◆ Problem details: In the records that follow, find each line with "optree" and pull it out.
Available records: Begin
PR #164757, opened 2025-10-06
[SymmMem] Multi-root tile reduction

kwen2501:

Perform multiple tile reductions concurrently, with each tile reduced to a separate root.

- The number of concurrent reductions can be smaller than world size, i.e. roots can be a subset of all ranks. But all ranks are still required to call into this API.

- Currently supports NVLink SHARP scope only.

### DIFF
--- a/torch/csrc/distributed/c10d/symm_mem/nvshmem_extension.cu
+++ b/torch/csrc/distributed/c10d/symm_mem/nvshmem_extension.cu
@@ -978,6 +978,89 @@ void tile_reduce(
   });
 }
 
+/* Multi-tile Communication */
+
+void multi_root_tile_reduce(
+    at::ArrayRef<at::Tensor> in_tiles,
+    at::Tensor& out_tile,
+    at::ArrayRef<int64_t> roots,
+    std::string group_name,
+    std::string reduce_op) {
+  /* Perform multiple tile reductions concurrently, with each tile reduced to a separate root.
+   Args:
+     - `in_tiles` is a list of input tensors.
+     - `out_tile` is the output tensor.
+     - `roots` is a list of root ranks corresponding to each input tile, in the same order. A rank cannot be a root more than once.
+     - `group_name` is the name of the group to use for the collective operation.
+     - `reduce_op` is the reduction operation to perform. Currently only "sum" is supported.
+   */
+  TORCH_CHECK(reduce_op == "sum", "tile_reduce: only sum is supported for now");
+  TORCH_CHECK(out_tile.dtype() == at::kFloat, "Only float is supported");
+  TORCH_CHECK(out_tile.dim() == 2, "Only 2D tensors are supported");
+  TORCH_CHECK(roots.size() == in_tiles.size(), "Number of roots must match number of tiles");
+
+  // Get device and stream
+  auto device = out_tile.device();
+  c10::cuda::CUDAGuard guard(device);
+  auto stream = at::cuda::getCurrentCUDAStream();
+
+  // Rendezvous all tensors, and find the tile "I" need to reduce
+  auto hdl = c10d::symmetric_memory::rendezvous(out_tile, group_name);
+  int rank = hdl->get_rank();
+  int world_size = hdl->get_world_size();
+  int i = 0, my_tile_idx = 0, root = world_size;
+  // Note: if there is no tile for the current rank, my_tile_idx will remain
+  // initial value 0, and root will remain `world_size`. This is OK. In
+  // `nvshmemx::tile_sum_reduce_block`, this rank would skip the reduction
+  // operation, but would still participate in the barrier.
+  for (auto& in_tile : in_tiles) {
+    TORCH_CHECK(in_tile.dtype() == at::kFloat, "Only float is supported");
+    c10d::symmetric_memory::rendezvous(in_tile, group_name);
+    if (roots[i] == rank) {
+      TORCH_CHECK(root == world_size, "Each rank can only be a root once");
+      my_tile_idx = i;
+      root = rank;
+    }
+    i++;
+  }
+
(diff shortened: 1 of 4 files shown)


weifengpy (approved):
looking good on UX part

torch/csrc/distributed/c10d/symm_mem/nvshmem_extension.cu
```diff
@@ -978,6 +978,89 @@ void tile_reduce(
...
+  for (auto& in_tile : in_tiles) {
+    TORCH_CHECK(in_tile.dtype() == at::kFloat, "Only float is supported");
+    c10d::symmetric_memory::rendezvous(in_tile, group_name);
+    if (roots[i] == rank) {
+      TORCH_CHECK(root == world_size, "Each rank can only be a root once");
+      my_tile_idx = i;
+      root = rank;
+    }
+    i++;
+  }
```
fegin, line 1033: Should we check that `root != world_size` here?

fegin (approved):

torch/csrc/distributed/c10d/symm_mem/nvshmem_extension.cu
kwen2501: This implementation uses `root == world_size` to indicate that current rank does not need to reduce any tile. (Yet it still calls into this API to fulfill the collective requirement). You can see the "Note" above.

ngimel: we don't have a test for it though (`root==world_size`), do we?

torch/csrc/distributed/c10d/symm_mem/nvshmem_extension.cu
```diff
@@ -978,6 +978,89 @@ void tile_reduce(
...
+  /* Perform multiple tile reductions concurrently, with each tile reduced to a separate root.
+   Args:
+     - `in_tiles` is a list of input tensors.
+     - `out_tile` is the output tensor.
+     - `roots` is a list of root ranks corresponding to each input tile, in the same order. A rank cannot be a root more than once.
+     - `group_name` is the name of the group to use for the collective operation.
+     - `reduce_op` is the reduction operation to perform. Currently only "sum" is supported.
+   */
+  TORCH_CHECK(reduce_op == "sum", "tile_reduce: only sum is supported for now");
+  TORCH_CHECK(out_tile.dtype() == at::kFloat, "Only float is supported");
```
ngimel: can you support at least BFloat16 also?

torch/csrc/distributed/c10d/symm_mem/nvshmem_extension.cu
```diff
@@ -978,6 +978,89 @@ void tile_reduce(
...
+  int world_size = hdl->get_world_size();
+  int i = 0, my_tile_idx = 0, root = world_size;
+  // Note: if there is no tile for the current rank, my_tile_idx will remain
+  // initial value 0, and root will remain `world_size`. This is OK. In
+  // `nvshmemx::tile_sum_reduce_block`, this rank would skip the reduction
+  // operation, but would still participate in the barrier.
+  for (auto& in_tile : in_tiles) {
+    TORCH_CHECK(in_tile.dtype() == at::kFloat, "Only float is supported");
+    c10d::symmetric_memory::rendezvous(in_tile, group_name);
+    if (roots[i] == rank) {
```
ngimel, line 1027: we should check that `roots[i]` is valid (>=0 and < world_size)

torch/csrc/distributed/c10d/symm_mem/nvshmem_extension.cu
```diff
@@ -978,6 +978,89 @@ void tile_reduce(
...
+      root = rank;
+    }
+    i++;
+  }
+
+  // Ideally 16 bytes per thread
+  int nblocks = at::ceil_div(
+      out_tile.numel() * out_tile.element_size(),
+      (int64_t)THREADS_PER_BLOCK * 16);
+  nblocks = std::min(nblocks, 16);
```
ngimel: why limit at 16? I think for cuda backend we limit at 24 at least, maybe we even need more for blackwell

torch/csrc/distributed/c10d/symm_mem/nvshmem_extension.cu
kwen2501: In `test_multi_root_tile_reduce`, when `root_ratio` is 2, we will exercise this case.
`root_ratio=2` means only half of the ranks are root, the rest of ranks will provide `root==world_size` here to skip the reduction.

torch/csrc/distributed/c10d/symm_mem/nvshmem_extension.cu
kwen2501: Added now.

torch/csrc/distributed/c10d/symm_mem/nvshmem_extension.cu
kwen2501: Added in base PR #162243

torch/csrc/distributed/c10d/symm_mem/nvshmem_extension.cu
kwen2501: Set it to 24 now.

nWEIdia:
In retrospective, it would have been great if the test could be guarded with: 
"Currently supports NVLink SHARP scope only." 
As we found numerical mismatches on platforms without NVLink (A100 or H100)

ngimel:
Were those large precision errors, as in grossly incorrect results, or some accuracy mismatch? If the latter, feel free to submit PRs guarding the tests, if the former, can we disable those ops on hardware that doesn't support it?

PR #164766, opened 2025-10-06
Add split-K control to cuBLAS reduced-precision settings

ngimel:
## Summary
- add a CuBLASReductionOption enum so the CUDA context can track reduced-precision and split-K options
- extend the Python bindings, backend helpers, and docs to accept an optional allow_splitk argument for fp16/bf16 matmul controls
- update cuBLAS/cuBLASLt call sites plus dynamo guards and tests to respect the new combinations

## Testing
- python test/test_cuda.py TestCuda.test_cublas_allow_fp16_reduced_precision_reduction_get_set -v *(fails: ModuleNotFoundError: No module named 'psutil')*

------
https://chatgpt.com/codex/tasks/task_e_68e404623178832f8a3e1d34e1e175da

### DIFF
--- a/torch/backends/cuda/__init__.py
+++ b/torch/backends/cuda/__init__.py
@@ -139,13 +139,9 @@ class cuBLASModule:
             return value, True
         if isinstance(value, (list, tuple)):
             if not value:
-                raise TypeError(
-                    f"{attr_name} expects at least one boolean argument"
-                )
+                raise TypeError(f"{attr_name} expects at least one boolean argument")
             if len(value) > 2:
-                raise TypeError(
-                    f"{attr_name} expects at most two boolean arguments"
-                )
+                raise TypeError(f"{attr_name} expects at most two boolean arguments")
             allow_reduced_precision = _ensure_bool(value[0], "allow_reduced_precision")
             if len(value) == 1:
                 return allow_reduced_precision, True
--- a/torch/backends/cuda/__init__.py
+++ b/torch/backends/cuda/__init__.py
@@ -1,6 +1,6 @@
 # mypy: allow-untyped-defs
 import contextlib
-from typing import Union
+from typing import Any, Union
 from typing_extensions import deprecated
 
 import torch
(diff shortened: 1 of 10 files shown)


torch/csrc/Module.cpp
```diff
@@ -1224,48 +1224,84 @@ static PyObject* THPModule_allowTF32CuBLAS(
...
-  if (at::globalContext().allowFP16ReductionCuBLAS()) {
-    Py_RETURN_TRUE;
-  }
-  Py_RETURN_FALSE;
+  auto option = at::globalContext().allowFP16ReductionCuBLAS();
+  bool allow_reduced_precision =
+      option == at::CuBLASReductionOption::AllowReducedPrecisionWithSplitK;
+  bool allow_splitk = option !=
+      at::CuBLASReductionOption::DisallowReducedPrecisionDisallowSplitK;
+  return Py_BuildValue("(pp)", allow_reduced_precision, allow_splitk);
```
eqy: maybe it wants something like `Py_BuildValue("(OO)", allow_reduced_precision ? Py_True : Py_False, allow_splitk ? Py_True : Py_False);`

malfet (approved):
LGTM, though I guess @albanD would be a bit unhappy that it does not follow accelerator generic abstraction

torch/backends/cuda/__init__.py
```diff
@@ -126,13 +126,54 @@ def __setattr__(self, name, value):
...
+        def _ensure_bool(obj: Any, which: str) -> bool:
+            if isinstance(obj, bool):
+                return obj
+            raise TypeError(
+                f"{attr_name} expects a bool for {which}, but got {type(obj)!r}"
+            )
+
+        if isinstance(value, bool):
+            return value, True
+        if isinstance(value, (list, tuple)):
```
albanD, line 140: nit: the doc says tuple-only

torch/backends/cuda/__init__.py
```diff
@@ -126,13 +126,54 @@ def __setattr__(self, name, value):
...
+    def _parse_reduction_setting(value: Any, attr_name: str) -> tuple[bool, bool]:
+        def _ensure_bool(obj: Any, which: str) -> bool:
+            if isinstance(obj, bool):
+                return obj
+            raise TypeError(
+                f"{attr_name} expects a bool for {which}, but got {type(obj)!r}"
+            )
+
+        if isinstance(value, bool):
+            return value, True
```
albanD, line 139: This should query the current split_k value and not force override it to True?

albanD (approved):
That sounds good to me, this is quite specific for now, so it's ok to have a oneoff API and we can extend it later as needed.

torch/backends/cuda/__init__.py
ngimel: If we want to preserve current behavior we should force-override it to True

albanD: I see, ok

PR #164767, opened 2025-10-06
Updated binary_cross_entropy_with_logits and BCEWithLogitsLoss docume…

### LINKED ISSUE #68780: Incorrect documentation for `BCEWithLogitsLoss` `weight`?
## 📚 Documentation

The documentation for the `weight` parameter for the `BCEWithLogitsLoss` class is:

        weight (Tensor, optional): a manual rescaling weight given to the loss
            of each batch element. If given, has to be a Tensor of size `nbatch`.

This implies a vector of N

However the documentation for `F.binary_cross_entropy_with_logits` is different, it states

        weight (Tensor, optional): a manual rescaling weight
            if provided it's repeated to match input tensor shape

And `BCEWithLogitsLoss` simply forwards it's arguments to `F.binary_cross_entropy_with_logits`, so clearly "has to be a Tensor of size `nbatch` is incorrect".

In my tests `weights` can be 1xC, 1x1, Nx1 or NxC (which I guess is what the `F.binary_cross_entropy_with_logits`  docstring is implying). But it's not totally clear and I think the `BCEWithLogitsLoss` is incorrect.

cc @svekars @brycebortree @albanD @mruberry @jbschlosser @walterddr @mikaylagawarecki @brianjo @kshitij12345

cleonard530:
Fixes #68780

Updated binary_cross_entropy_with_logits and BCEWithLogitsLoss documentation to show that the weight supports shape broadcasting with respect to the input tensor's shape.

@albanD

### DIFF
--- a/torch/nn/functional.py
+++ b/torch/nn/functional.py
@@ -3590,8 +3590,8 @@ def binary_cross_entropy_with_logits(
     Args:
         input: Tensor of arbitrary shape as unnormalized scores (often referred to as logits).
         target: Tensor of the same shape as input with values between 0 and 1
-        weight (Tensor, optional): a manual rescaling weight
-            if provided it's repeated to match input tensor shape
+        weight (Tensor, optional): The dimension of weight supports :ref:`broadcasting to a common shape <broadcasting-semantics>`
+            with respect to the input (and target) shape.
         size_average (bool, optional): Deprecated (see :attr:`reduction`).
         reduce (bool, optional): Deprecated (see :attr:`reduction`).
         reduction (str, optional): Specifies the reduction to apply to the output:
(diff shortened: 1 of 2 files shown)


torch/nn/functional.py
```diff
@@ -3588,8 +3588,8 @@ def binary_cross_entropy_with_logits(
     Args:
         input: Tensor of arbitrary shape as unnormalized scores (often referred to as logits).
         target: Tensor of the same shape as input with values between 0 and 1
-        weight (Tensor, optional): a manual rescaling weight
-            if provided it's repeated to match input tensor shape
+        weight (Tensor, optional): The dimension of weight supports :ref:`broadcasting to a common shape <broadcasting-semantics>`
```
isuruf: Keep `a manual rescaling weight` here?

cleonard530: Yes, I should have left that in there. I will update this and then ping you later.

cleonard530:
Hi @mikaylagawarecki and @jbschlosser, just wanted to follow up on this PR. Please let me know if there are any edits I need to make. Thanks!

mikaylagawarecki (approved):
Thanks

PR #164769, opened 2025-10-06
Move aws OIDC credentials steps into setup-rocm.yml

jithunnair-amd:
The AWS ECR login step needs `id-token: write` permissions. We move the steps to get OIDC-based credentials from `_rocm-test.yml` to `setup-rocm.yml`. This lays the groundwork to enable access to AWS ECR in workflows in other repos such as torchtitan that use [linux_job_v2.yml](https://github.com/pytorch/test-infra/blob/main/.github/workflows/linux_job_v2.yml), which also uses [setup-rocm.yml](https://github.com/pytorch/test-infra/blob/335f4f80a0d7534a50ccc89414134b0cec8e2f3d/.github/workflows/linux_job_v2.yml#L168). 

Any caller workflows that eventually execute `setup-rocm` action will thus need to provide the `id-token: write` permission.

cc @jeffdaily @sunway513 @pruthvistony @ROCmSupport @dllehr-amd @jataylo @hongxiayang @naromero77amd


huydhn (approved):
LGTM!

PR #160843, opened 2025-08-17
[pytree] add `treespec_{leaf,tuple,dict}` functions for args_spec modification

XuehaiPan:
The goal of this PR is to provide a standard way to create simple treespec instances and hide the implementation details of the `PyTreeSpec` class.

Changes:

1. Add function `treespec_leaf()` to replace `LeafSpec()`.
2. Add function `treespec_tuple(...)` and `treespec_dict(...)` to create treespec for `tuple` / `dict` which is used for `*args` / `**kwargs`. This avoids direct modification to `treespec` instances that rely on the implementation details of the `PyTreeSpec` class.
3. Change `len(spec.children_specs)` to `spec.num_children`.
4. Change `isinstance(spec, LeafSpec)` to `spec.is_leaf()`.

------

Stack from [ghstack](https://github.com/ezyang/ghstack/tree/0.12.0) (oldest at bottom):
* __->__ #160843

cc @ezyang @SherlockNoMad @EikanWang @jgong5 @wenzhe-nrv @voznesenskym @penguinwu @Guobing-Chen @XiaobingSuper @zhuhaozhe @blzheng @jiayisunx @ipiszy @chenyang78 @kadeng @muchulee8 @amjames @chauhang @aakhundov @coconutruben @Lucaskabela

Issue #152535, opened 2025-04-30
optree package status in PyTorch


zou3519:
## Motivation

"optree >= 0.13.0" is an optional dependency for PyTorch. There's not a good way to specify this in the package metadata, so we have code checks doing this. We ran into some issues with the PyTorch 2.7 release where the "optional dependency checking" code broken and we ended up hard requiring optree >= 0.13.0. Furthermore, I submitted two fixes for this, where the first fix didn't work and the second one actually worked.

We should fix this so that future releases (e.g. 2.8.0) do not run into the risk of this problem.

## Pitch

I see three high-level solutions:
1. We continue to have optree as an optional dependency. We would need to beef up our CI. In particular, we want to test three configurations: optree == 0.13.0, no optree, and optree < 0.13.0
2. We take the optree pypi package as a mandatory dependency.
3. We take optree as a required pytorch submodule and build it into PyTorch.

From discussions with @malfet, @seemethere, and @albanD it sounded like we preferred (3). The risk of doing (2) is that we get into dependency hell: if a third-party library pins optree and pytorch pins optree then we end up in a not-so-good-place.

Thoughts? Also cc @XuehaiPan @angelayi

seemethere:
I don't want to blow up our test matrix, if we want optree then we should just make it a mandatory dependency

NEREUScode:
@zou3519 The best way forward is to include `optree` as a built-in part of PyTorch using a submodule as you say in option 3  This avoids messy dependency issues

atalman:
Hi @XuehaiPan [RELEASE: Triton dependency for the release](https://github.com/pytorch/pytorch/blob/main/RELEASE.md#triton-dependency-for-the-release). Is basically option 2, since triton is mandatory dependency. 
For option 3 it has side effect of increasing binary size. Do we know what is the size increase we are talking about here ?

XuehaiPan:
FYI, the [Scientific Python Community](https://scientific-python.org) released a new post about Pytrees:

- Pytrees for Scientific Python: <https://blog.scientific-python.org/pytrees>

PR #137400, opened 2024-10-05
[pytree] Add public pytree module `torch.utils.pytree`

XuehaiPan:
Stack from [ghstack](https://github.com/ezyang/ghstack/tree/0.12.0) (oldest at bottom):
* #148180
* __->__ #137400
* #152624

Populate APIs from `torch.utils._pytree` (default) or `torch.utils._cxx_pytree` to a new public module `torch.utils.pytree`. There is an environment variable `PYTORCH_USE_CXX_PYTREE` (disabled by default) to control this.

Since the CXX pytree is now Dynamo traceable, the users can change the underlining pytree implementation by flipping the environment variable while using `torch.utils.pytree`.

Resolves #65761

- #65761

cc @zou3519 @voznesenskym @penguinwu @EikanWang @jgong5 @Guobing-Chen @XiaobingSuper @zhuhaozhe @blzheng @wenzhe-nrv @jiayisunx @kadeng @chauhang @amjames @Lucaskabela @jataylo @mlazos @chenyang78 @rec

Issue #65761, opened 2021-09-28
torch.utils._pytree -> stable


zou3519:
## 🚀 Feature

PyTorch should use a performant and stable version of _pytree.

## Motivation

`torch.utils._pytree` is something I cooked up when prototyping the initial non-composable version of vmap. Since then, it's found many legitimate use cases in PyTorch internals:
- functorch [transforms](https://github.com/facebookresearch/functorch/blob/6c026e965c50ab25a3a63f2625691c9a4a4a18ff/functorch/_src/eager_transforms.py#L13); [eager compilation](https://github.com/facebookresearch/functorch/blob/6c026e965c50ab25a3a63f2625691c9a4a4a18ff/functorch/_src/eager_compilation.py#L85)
Available records: End
◆ Answer for the task:
optree package status in PyTorch
"optree >= 0.13.0" is an optional dependency for PyTorch. There's not a good way to specify this in the package metadata, so we have code checks doing this. We ran into some issues with the PyTorch 2.7 release where the "optional dependency checking" code broken and we ended up hard requiring optree >= 0.13.0. Furthermore, I submitted two fixes for this, where the first fix didn't work and the second one actually worked.
1. We continue to have optree as an optional dependency. We would need to beef up our CI. In particular, we want to test three configurations: optree == 0.13.0, no optree, and optree < 0.13.0
2. We take the optree pypi package as a mandatory dependency.
3. We take optree as a required pytorch submodule and build it into PyTorch.
From discussions with @malfet, @seemethere, and @albanD it sounded like we preferred (3). The risk of doing (2) is that we get into dependency hell: if a third-party library pins optree and pytorch pins optree then we end up in a not-so-good-place.
I don't want to blow up our test matrix, if we want optree then we should just make it a mandatory dependency
@zou3519 The best way forward is to include `optree` as a built-in part of PyTorch using a submodule as you say in option 3  This avoids messy dependency issues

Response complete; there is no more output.